Task item: Produce an exact copy of the first line of the data below and each line after it, please, up to and including the one with "This PR adds".
--- Provided data Enclosed Below ---
PR #80, opened 2023-08-31
renegade_contracts: verifier, darkpool: make verifier contract `Ownable`

akirillo:
This PR adds access control to the verifier, guarding the mutating functions (`queue_verification_job` and `step_verifier`) with an assertion that they are being called by the contract owner, which must be the darkpool.

Additionally, this PR changes the deployment pattern of the verifier contracts to be handled by the darkpool contract itself in its initialization. This makes our deployment logic simpler, and ensures that the verifier owner is the darkpool.

Cairo-native access control tests have been added for the verifier, which pass, as do all tests that had to be adapted to fit the new deployment pattern.

Relevant changes to the `starknet_scripts` crate are incomplete, a proper refactor of this crate is left for a future PR pending the completion of the verifier into the darkpool.

### DIFF
--- a/src/darkpool.cairo
+++ b/src/darkpool.cairo
@@ -30,13 +30,11 @@ trait IDarkpool<TContractState> {
         ref self: TContractState,
         merkle_class_hash: ClassHash,
         nullifier_set_class_hash: ClassHash,
+        verifier_class_hash: ClassHash,
         height: u8,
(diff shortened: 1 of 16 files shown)


akirillo:
moving to draft after our discussion around making library calls to a multi-verifier contract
--- End of Enclosed Provided data ---
Response to the task:
PR #80, opened 2023-08-31
renegade_contracts: verifier, darkpool: make verifier contract `Ownable`

akirillo:
This PR adds access control to the verifier, guarding the mutating functions (`queue_verification_job` and `step_verifier`) with an assertion that they are being called by the contract owner, which must be the darkpool.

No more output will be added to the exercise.